──────── Records for the task
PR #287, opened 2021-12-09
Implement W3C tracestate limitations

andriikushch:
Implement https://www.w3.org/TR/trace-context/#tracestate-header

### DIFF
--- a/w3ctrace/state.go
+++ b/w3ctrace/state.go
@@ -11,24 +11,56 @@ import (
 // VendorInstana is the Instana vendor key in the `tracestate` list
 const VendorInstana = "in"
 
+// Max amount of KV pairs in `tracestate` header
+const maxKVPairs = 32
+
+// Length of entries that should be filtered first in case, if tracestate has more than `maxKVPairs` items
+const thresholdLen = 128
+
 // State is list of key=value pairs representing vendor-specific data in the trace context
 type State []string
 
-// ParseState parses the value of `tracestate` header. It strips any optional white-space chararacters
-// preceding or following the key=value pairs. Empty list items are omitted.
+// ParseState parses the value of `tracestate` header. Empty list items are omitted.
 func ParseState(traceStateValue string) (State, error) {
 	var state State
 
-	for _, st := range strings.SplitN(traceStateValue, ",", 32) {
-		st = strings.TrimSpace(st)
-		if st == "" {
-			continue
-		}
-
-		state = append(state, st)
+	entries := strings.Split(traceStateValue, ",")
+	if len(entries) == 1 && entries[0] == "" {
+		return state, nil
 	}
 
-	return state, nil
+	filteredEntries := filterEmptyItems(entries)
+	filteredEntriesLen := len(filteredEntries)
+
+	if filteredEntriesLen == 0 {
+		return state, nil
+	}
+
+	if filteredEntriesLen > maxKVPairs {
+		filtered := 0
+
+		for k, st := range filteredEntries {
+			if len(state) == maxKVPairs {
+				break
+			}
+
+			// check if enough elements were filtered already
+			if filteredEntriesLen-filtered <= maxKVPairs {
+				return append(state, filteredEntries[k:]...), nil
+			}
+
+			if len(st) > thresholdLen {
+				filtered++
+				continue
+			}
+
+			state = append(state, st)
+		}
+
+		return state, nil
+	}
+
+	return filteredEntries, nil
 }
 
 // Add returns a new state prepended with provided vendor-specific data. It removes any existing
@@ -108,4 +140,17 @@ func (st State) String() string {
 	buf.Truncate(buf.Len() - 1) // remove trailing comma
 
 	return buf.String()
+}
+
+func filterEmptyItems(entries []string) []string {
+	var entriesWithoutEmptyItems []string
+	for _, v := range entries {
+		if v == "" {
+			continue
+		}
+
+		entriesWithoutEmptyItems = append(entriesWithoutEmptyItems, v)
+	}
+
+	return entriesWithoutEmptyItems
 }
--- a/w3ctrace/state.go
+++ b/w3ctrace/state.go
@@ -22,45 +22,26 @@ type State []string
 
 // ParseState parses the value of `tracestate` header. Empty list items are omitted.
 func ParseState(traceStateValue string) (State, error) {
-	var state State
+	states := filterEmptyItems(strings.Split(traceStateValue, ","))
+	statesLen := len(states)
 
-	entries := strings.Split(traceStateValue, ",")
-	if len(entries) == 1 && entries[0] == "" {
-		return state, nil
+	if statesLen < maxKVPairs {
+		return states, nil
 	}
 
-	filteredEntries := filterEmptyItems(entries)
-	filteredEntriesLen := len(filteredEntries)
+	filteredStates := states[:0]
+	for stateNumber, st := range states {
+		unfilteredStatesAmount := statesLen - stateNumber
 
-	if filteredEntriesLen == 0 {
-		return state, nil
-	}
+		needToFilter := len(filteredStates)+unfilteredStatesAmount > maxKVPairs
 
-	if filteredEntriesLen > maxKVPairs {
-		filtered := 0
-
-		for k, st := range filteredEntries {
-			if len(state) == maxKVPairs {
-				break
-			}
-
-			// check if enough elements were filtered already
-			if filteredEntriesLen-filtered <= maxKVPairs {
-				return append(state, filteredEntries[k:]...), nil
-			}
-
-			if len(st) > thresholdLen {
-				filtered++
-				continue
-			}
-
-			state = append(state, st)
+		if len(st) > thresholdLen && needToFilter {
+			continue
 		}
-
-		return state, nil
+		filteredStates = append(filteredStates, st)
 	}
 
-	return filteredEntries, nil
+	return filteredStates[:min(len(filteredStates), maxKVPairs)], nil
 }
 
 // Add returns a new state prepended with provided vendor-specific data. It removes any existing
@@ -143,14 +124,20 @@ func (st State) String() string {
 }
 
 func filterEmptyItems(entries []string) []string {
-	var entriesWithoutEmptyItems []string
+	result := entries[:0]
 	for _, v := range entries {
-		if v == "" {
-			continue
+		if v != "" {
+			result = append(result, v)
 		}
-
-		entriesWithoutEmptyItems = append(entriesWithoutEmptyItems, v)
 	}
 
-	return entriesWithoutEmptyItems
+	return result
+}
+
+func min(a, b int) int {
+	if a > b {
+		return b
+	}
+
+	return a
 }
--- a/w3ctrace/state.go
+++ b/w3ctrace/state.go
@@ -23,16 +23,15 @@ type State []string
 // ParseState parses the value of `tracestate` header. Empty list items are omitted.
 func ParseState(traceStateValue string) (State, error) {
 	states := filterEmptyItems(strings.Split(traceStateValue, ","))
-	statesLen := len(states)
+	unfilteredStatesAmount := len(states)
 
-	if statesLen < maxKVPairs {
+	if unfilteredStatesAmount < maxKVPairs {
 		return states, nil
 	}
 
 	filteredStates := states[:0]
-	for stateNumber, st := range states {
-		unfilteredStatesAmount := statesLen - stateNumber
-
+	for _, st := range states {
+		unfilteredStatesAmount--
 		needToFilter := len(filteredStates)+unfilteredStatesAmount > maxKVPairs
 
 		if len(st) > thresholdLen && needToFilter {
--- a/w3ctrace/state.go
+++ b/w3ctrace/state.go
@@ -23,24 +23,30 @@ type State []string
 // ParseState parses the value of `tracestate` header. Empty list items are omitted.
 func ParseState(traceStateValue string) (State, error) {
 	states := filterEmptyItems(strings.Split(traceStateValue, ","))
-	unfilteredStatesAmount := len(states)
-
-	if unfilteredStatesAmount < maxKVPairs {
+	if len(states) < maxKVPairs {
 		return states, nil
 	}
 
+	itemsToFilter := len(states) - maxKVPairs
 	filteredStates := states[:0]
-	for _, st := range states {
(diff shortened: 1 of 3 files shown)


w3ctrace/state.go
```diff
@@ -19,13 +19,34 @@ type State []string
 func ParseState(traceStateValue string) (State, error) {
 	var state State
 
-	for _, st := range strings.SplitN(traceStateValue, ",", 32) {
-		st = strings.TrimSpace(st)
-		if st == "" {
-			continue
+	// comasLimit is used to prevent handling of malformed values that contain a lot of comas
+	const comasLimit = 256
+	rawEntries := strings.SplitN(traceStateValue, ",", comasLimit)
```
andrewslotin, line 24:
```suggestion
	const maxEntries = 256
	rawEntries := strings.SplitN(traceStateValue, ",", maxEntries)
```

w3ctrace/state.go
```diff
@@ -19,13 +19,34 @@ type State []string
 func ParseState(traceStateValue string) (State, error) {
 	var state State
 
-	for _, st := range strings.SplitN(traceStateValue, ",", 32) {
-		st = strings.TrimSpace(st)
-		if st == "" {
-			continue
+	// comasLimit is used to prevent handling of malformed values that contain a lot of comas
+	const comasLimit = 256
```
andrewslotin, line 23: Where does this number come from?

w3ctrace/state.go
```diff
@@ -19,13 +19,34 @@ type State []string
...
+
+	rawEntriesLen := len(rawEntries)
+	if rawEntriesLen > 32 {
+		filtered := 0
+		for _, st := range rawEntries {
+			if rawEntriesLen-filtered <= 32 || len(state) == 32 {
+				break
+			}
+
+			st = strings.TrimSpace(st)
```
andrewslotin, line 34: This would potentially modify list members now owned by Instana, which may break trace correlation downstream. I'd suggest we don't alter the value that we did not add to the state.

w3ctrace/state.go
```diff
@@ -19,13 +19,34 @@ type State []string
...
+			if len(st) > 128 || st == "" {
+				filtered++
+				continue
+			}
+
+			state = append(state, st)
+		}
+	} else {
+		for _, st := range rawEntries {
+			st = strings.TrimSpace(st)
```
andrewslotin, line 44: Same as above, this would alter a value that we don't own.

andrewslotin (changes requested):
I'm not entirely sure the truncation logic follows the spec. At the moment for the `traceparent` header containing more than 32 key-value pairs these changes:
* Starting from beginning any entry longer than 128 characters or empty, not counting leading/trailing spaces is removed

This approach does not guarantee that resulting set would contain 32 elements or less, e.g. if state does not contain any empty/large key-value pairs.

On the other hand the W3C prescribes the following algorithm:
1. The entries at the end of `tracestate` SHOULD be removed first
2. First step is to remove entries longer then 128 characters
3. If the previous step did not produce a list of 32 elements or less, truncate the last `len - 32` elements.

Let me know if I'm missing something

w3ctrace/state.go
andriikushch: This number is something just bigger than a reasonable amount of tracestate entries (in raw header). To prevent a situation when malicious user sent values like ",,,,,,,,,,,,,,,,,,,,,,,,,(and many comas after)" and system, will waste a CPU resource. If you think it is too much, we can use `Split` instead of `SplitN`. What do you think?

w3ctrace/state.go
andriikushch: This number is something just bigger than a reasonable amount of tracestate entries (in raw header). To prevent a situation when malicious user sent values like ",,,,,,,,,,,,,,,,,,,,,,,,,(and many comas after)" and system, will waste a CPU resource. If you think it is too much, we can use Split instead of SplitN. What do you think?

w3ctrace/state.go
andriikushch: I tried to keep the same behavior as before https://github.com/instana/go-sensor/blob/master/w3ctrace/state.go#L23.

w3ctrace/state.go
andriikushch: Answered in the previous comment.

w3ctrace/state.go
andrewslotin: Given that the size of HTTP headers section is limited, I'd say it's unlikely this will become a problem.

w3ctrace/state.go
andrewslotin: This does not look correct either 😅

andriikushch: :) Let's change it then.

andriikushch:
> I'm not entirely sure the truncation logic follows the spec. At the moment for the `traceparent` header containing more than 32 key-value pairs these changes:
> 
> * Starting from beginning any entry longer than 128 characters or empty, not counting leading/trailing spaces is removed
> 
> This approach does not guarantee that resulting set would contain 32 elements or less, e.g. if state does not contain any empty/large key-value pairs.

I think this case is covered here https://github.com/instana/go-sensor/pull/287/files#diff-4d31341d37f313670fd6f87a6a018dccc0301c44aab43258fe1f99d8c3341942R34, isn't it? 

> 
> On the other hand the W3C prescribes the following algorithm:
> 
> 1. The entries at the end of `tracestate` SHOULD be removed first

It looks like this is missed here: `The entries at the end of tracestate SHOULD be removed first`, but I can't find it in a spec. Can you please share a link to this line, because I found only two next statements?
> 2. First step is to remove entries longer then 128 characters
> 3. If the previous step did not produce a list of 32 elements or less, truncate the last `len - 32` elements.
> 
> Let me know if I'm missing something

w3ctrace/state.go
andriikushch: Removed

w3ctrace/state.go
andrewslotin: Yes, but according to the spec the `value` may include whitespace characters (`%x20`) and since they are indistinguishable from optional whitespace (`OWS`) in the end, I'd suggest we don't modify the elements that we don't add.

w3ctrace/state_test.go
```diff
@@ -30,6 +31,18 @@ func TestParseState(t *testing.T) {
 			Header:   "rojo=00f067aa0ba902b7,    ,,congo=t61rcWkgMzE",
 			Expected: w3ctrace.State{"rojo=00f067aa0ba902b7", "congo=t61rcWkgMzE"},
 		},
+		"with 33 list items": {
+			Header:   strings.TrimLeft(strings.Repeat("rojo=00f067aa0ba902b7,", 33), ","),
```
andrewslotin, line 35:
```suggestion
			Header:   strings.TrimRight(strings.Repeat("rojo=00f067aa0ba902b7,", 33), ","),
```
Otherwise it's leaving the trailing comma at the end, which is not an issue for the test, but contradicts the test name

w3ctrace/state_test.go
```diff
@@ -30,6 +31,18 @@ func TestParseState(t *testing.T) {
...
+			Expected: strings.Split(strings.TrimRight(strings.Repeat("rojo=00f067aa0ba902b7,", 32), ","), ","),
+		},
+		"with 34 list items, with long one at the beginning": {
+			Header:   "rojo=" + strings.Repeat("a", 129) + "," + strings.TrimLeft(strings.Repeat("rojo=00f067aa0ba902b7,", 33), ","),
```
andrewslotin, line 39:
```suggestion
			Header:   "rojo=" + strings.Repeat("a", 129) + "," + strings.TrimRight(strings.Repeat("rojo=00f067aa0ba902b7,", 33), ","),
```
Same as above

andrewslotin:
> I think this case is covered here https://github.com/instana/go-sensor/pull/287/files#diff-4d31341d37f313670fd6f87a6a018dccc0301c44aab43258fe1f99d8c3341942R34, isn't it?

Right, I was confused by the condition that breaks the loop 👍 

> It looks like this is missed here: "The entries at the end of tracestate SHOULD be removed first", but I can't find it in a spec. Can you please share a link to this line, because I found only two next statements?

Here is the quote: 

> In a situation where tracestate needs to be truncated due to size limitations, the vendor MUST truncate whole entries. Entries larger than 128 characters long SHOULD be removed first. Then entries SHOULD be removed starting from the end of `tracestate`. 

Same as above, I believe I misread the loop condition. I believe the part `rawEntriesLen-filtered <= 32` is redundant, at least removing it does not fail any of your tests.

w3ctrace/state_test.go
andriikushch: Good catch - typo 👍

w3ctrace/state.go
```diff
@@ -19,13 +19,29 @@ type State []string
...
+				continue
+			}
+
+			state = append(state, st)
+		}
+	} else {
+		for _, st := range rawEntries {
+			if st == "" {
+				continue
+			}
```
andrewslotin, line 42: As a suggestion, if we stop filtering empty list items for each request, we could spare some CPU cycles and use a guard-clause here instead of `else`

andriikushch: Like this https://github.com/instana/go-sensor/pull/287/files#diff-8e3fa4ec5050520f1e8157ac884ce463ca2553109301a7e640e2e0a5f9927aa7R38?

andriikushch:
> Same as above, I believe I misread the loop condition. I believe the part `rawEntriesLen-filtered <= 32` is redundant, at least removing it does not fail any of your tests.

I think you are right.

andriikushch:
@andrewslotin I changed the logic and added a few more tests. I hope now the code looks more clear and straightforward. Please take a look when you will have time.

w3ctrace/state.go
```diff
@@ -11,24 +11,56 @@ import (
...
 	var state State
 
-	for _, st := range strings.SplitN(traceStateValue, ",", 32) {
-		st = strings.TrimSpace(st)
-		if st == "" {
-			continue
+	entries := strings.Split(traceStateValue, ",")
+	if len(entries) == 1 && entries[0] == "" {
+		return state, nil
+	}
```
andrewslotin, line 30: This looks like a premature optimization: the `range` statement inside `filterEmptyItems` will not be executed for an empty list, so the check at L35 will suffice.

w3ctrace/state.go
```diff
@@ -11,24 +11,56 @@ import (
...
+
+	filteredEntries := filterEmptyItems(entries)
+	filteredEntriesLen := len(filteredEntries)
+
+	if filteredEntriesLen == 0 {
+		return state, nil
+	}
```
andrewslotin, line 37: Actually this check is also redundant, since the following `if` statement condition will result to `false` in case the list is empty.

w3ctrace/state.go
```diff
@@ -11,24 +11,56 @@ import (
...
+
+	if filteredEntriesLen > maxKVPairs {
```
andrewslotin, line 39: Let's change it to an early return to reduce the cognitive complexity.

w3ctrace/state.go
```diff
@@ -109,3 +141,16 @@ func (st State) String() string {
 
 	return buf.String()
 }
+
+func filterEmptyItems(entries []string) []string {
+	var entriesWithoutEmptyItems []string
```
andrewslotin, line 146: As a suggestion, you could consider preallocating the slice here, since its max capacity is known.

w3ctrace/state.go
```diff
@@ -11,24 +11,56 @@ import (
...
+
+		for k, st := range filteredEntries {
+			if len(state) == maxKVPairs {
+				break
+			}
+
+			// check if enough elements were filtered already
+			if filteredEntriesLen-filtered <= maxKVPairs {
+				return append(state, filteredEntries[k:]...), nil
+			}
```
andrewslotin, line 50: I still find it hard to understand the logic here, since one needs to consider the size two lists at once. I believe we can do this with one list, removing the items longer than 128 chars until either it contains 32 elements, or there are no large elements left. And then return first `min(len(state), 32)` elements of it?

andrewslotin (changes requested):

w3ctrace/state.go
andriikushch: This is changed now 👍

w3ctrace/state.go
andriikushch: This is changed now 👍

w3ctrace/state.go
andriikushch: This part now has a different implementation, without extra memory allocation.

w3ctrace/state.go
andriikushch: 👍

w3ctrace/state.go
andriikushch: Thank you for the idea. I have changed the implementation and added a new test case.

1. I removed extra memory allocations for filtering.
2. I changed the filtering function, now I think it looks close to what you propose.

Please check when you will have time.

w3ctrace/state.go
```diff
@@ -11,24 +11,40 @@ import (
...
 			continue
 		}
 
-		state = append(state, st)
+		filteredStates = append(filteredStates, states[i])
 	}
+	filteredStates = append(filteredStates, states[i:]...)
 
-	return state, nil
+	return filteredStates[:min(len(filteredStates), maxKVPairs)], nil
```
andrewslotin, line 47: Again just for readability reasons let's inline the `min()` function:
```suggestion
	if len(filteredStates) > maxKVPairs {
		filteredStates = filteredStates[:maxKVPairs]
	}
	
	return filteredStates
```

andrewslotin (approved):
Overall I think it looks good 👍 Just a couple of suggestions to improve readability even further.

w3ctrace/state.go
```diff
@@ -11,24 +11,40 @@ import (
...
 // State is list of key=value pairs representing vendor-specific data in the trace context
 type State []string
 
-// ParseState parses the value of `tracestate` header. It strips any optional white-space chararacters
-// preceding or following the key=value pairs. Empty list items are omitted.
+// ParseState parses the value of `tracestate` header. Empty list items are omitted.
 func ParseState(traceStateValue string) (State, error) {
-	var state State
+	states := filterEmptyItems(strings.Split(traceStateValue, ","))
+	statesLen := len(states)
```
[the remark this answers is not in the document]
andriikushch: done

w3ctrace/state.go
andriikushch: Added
────────────────
Work item:
In the lines above, find the word "maxEntries" and copy every line it occurs in.

Task output:
	const maxEntries = 256
	rawEntries := strings.SplitN(traceStateValue, ",", maxEntries)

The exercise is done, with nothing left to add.